You could be right if the final chord is an E7, but for all we know TS could just want an A minor underneath the entire thing.

Quote by Baby Joel at #33475621
I just call it music


thanks babby this is extremely helpful
Last edited by MeGaDeth2314 at Jun 29, 2015,
#7
Hang on there gents.

1. It's not a chord tone unless it is TREATED as a chord tone. This doesn't necessarily mean there needs to be a chord underneath, only implied linear harmony in which the G# (or G) is behaving as a chord tone.

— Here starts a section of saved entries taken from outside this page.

PR #12823, opened 2021-12-05
gets rid of the awful mentor 10% "noot noot" sound

Absolucy:
it hurts my ears

:cl: Lucy
sounddel: Mentorhelps no longer have a 10% chance to give you ear cancer
/:cl:


Absolucy:
actually hm i'll just add a preference that disables _all_ annoying "alternative" sounds

PR #12824, opened 2021-12-05
Adds a preference for disabling "alternative" sounds

Absolucy:
:cl: Lucy
add: There is now a preference to disable "alternative" potentially misophonia-triggering sounds!
/:cl:

Currently affects the mentor noot, PDA glitch beep, and RPED "wooooosh"


code/game/objects/items/devices/PDA/PDA.dm
```diff
@@ -799,7 +799,7 @@ GLOBAL_LIST_EMPTY(PDAs)
 	tnote += signal
 
 	if (!silent)
-		if(HAS_TRAIT(SSstation, STATION_TRAIT_PDA_GLITCHED))
+		if(HAS_TRAIT(SSstation, STATION_TRAIT_PDA_GLITCHED) && can_play_alt_sound())
```
adamsong: Why is the alt PDA sound based solely on the prefs of the person holding the PDA?

Reed0506:
how could you do this to the beeps and the wooooosh

yogstation/code/datums/world_topic.dm
```diff
@@ -80,7 +80,7 @@ GLOBAL_VAR_INIT(mentornoot, FALSE)
 	var/client/C = GLOB.directory[ckey(whom)]
 	if(!C)
 		return 0
-	if(GLOB.mentornoot || prob(1))
+	if((C.prefs.toggles & SOUND_ALT) && (GLOB.mentornoot || prob(1)))
```
adamsong, line 83:
```suggestion
	if(GLOB.mentornoot || (C.prefs.toggles & SOUND_ALT) && prob(1))
```

adamsong (approved):

adamsong (dismissed):
That was supposed to be request

Hopekz:
Just realized we have a sound file name of "pshoom_or_beepboopblorpzingshadashwoosh" since it's next to your changes

code/game/objects/items/devices/PDA/PDA.dm
Absolucy: hm, good idea, I could make an override in playsound

yogstation/code/datums/world_topic.dm
Absolucy: no.

code/game/objects/items/devices/PDA/PDA.dm
Absolucy: i made it override using a list in playsound instead

N3D6:
I really wish we'd stop with the "disabling this because I do not like it" prs

maxion12345:
isn't miso a type of soup

Absolucy:
@N3D6 it's pure QoL, meant to reduce annoyance, while not affecting gameplay in the slightest. i do not see the problem.

adamsong:
It disables one of the was admins can torment mentors

N3D6:
> It disables one of the was admins can torment mentors

This is why I am against this :kek:

Marmio64:
let mentors give a stupid ass sound to ahelps so that we can see how they like being tortured

adamsong:
If we gave mentors equality, they wouldn't be oppressed now would they?

Marmio64:
> If we gave mentors equality, they wouldn't be oppressed now would they?

sounds good to me

Hopekz:
So how does this work if the sound isn't sent directly to the player? Like for example the woosh sound since it is broadcasted.

For example for the woosh RPED: Does the player that has this preference off just never create that sound for others or does someone without the preference off still create the sound for you to hear despite you have it set to not hear them?

**Rewriting question to maybe better understand it if it was confusing:**
You: Have alt sounds disabled
Them: Have alt sounds enabled
Them: use the part device
The woosh sound gets created and broadcast on to the world

Do you still hear "woosh" since they created the noise?
Does this apply in reverse of you never being able to create the woosh sound yourself and no-one else hearing the woosh despite them wanting to have alt sounds enabled?

Absolucy:
@Hopekz all sounds (unless sent via the `SEND_SOUND` macro) eventually boil down to a `playsound_local`, which is per-client, where we can then swap out sounds for individual clients.

JamieD1:
Need to be careful here we dont encourage a mentality of catering to everyones likes and dislikes. People cant always get what they want. And I need you to confirm the Default is ON.

Absolucy:
@JamieD1 

Default should be on: https://github.com/yogstation13/Yogstation/blob/40655d325382ea490f46c4d5f1482ab5cb01a46b/code/__DEFINES/preferences.dm#L30


Savefile upgrade should also turn it on automatically: https://github.com/yogstation13/Yogstation/blob/40655d325382ea490f46c4d5f1482ab5cb01a46b/code/modules/client/preferences_savefile.dm#L50-L51

yogstation/code/modules/mentor/mentor.dm
```diff
@@ -104,7 +104,7 @@ GLOBAL_PROTECT(mentor_href_token)
 /proc/send_mentor_sound(client/C)
 	var/sound/pingsound = sound('yogstation/sound/misc/bikehorn_alert.ogg')
 	pingsound.volume = 90
-	if(GLOB.mentornoot || prob(10))
+	if((C.prefs.toggles & SOUND_ALT) && (GLOB.mentornoot || prob(1)))
```
Bibby0110:
```suggestion
	if((C.prefs.toggles & SOUND_ALT) && (GLOB.mentornoot || prob(10)))
```

Absolucy: why? it was 1 before

adamsong: Except it wasn't, check the changes on the PR

Absolucy: oh whoops, the other one was `prob(1)`, you're right

JamieD1 (approved):

PR #12846, opened 2021-12-08
Excludes the hacked AI law upload module from infiltrators

Absolucy:
This is meant to discourage infiltrators from screwing with the AI. It *never* ends well, and honestly goes against the whole stealth thing.

:cl: Lucy
tweak: Infiltrators can no longer buy the hacked AI law upload board. Stop screwing with the AI ffs!
/:cl:

### DIFF
--- a/code/modules/uplink/uplink_items.dm
+++ b/code/modules/uplink/uplink_items.dm
@@ -1470,6 +1470,7 @@ GLOBAL_LIST_INIT(uplink_items, subtypesof(/datum/uplink_item))
 	item = /obj/item/aiModule/syndicate
 	cost = 4
 	manufacturer = /datum/corporation/traitor/cybersun
+	exclude_modes = list(/datum/game_mode/infiltration)
 
 /datum/uplink_item/device_tools/hypnotic_flash
 	name = "Hypnotic Flash"


SapphoQueer:
Absolutely amazing change when half the infiltrator shifts (without AI objective) end up with them going for AI anyways. Hopefully this discourages them somewhat.

maxion12345:
Ehhh, excluding an item because of one bad experience is not setting a good precedent here. Fact is, AI subversion is a massively powerful tool for any antagonist when done correctly, especially for an antagonist that needs to steal and murder shit. We should not exclude infiltrators based on the fact that they haven't done it well a few times. Also these guys are basically traitors in a team so disallowing common traitor strategies just for them is bad

also who the fuck buys that just use a freeform lmao

Absolucy:
@maxion12345 Not one bad experience. This is not the first, nor the second, or whatever round of infiltrators deciding to mess with the AI 4noraisin and promptly screwing everything up as a result.

maxion12345:
>  Not one bad experience. This is not the first, nor the second, or whatever round of infiltrators deciding to mess with the AI 4noraisin and promptly screwing everything up as a result.

ngl gonna say that's a big skill issue and not the item's fault
anyways why would traitors get this item and not infiltrators

JamieD1 (approved):

PR #12850, opened 2021-12-08
Adds the Access Kit for infiltrators

Absolucy:
This is to make infiltrators able to infiltrate better, and give them a reason to not just be another assistant, which is easily metagamed. This way, they can infiltrate as a "simple" job, complete with the access that comes with the job. Should allow for more creative infiltrations, too.

:cl: Lucy
add: Adds the Access Kit for infiltrators, which allows them to spoof the ID and access of several "low-level" jobs. It is single-use and only one can be bought per infiltrator.
/:cl:

Needs a better sprite, rn it's the CRAB-whatever sprite.
Also de-modularized the infiltrator uplink stuff.
Current jobs that the access kit allows: station engineer, medical doctor, janitor, botanist, cargo tech, scientist


bruhlookatthisdood:
Finnaly I wont die to that external airlock that refuses to open!

adamsong (approved):
Always a fan of yeeting the yogs folder. Code looks good, I like the idea.

yogstation/code/modules/antagonists/infiltrator/items/access_kit.dm
```diff
@@ -0,0 +1,51 @@
...
+		return
+	if (!job)
+		to_chat(user, span_warning("[src] has not been set to a specific job yet! Use it in-hand to set up the access kit."))
+		return
+	var/obj/item/card/id/id = target
+	id.assignment = job.title
+	id.originalassignment = job.title
+	id.access |= job.minimal_access
+	id.update_label()
+	to_chat(user, span_notice("You apply [src] to [id], granting it the access of that job!"))
```
Hopekz:
```suggestion
	to_chat(user, span_notice("You apply [src] to [id], granting it the access of a [job.title]!"))
```
Might as well

Absolucy:
i doubt anyone cares too much about this

JamieD1 (approved):

PR #11320, opened 2021-04-10
Lexorin now (approximately) 50% less deadly

Mqiib:
# General Documentation

### Intent of your Pull Request

Currently lexorin only needs to do ~55 damage to knock you out, which is half of what other toxins need to do. This adjusts the damage it does to 3/tick instead of 5 as well as reduce the breath loss stacks by half so it doesnt last for-fucking-ever after it's done metabolizing and kill you anyways.
 
### Why is this change good for the game?

Lexorin is INCREDIBLY deadly as it is. It's still deadly here, but not "you have 30 seconds before you're dead" deadly.

# Wiki Documentation

### Briefly describe your PR and the impacts of it, in layman's terms. 

Lexorin does less oxyloss damage (5->3) and only add 1 breath loss stack

### What should players be aware of when it comes to the changes your PR is implementing?

Lexorin isn't an absolute death sentence without immediate medical aid now.

### What general grouping does this PR fall under? 

Chemistry balance

### If there are any numerical values involved in your PR that will be relevant to a player, please note them here. 

Lexorin does less oxyloss damage and half as many breath loss stacks.

# Changelog

:cl:  
 
tweak: Lexorin oxyloss from 5 to 3 and breathloss stacks from 2 to 1 per cycle

/:cl:

PR #12853, opened 2021-12-09
Epinephrine purges lexorin

Sniblet:
As it stands, a single 15u lexorin syringe fired from a syringe gun gives the victim about 30 seconds to get help or else they're unconscious and well on their way to dead
Getting help can be difficult, as in most cases the lexorin syringe was fired by a living person who wants you to die and is also in the room with you
Lexorin, as a reminder, can be made in like 40u quantities within a minute from roundstart using a simple 1:1:1 = 3 recipe of base and easily acquired reagents

This would make it the same except if you think fast and use your epipen you can live, this time

Note that I have no idea how fast this actually purges lex, I think it's the same rate as charcoal, so pretty slow? But I do know that lexorin keeps working for a while even after completely leaving the system, so "too fast" or "fast enough" are both harder to achieve than they might look
Ideally this wouldn't make lexorin a bad poison, just make it so it isn't _miles ahead of everything else a chemist can make_ and effective as a deathmix entirely on its own. If the person is late in deploying epi they should suffer for it; if they're quick they should at least stay conscious.

Not tested but uses copypasta code soooo

# Wiki Documentation

Prevents oxygen damage from crit state. If the patient is in crit it heals 0.5 oxyloss, toxins, brute, and burn. 20% chance each tick to reduce stun times a bit. Gives a minor stamina regeneration buff. **Slowly purges lexorin.**
Worse than Atropine at saving critical patients, but better for mid combat use.
Overdose-Effect: 33% chance to deal 2.5 stamina and 1 toxin damage, and some suffocation.

# Changelog

:cl:  
tweak: Epinephrine purges lexorin
/:cl:

### DIFF
--- a/code/modules/reagents/chemistry/reagents/medicine_reagents.dm
+++ b/code/modules/reagents/chemistry/reagents/medicine_reagents.dm
@@ -838,6 +838,8 @@
 	. = 1
 	if(prob(20))
 		M.AdjustAllImmobility(-20, FALSE)
+	if(holder.has_reagent(/datum/reagent/toxin/lexorin))
+		holder.remove_reagent(/datum/reagent/toxin/lexorin, 1)
 	..()
 
 /datum/reagent/medicine/epinephrine/overdose_process(mob/living/M)


Sniblet:
Double ided to be exact, it's happened twice
I don't understand all the confused emotes: is there something positive about chemists being able to very rapidly and consistently KO _and_ kill anyone with one shot of a very simple recipe that they can make in their own lab with almost no time investment and minimal effort otherwise? To say nothing of hacked medborgs?

The only tied (if the wiki is accurate, lexorin is _actually a little faster_, but if I'm reading the code right they're about tied) alternatives in speed for putting people to sleep are sodium thiopental and chloral hydrate, and the latter is uh, slower to make than this. If miners are sapient, it's easier to make in great quantity too. And chloral metabolizes 150% faster. And doesn't cause slowdown. And there's a chance of you waking up in the first place with chloral.
The fastest dedicated sedative we have is a "budget" sedative, compared to something that's _cheaper_ than it.

And what other single non-traitor-exclusive chems can 100-to-0 someone 100% of the time with one 15u syringe?
Well, there's coniine. Sulfonal or anacea, only after they kill the liver. Cyanide, amanitin, or nicotine, eventually. Crank, krokodil, meth, or bath salts, once the addictions get going. Do we count histamine or slime jelly? Those aren't 100%. Amatoxin almost, but doesn't quite, do it.
All of these are slower (sometimes much slower), harder to get into hands that also hold a syringe gun (often impossible to make in the lab), or both, than lexorin - and none of them KO the victim as fast, if at all. Coniine comes close, but again: chemists can't make it.
It's not a deathmix. It's one compound.

[Do you know, in Star Trek, lexorin was a medicine?](https://memory-alpha.fandom.com/wiki/Lexorin)

See also:
https://github.com/tgstation/tgstation/pull/51541
https://tgstation13.org/wiki/Guide_to_chemistry#Lexorin

KittyNoodle:
Reminder that the game is not supposed to be balanced around one sec officer being stronger than one antag.
Making a powerful toxin that is actually producible with chemistry easily counterable with something everyone has(epipen) is not a good idea

Sniblet:
> Reminder that the game is not supposed to be balanced around one sec officer being stronger than one antag.

Okay. Do you mean to say that one sec officer is supposed to be weaker than one revolutionary, one thrall, one blood brother, or one griefer? How about the captain? The HoS? Literally anyone?
But lexorin isn't an antag item, is it?
Is one chemist supposed to be stronger than one traitor? Gang head? Infiltrator? Cultist? Clockie? Heretic? Vampire? _Wizard?_
Anyone and everyone can be point-blanked by a lexorin gun that was hidden in anyone's backpack, and then what? There's no counterplay besides regular toxin-purging chems or salbutamol (rip), which both require you to go to medbay, which isn't necessarily within 30 seconds' jog even assuming your poisoner - who works in the medbay - somehow just demanifests after they attack. Call for help? You mean hold still and type a bit in front of this guy?
It's the same difficulty you have with someone igniting an energy sword right next to you with killing intent. One moment you're not certain that it's a threat, the next you're almost down. Eswords are traitor-exclusive and cost 8 TC. Lexorin isn't an antag item.
Other dangerous non-antag items include stunprods, which do not guarantee death on their own, do not work from range, do not knock you out, are a little harder to make, and can't be stored and hidden on someone without lategame tech.

> Making a powerful toxin that is actually producible with chemistry easily counterable with something everyone has(epipen) is not a good idea

Let me rephrase that: "Making a powerful toxin that is easily producible with chemistry easily counterable is not a good idea"
Think about that for a few seconds.
Okay, so am I wrong? Are hydrogen, oxygen, and plasma hard to get?
You can memorize the recipe within a minute and make it in less without leaving your lab or drawing any attention - in fact, you don't even need the lab, just grind a glowstick and a plasma sheet. No thought, no creativity, no complexity. Cyanide is harder to make, slower to act, more visually distinct in liquid form, and has a special visible message when it reacts. Lexorin is the most powerful toxin chemistry has bar none and it's a trekchem whose medicinal purpose was lost in translation oh and it's barely more complex than mannitol and again it's the most powerful toxin chemistry has bar none.
It makes every other toxin redundant. Pyrotechnics can be beaten with fire extinguishers or showers. Narcotics give you time to get help. All the other one-chem-one-shot syringes take more time both to make and to work. Why bother when you can just
>le lexorin

and win?
If a chemist invests 6 TC in a poison kit, it's still a close call where I'd say lexorin is still the best. Why do you want it that way? _Why should it be easy to get, easy to deploy, but almost impossible to counter?_ It's the same question we asked about tasers.
Even Goonchem is better balanced: [sarin](https://wiki.ss13.co/Chemicals#Sarin) is slowed by epi, flushed by atropine (which is more common than here), and takes 6 times as long to permanently knock you down. And it's an exclusive secret recipe and syndicate weapon.

Sniblet:
I don't understand people being against this. Is it that lexorin isn't too powerful, or that this is the wrong way to nerf it? I have no objection to the latter. Look up for my opinion on the former.

Sniblet:
https://github.com/yogstation13/Yogstation/pull/11320
I'm pretty sure this was merged before the two times I've been ideded by a lexorin gun. It's still an enormously powerful oneshot sedative with a chance to crit that lasts forever, even if not a oneshot deathchem, and I am dismissive of every opinion to the contrary. Bad for the game shut up shut up shut up.
Having talked to Gaminada, THE lexorin mentor:tm:, it sounds like even this isn't nerf enough? It sounds like he wants lexorin itself to both be harder to make and to metabolize faster all the time.
I definitely agree with the former. I don't want to make lexorin useless like an Average Coder would, but I don't want it to give chemists _this_ much more than they put into it. /TG/'s recipe uses salbutamol.
Every other toxin either needs a buddy, or at least a lot of effort getting it, to allow chemists to deploy a 15u powergame slug of instant kills +4. I like things that way. Lexorin ruins that. All that I don't know is the right way to make lexorin better.

Maybe I go with Gaminada's idea. It can be like cyanide's twice-as-bright-half-as-long cousin.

2. Something cannot be IN harmonic, melodic, or natural minor. The music is just IN a minor key, and the three forms of the scale can be drawn from at will.

So yeah, to answer OP:

You are most likely in the key of A minor, and have either:

1. A little harmonic minor action thrown in.
2. A little chromatic action thrown in.
3. Both.

(Post it and we'll know for sure cough cough)
"There are two styles of music. Good music and bad music." -Duke Ellington

"If you really think about it, the guitar is a pointless instrument." - Robert Fripp
#8
Quote by MeGaDeth2314


thanks babby this is extremely helpful

any time
it's all just coming back
it's all coming back

it's all coming back to me
#9
Quote by MeGaDeth2314
it's not a chord tone unless there is a chord being played underneath it and G# is one of the notes in the chord, which TS didn't specify. He simply gave us a series of notes and I arranged them in ascending order. The passing tone would be the G# because it's not in the A natural minor scale, and it leads to the A.


You could be right if the final chord is an E7, but for all we know TS could just want an A minor underneath the entire thing.


thanks babby this is extremely helpful



All things considered, I give it a 99% chance the tension is meant to imply or reference a harmony that typically includes the leading tone.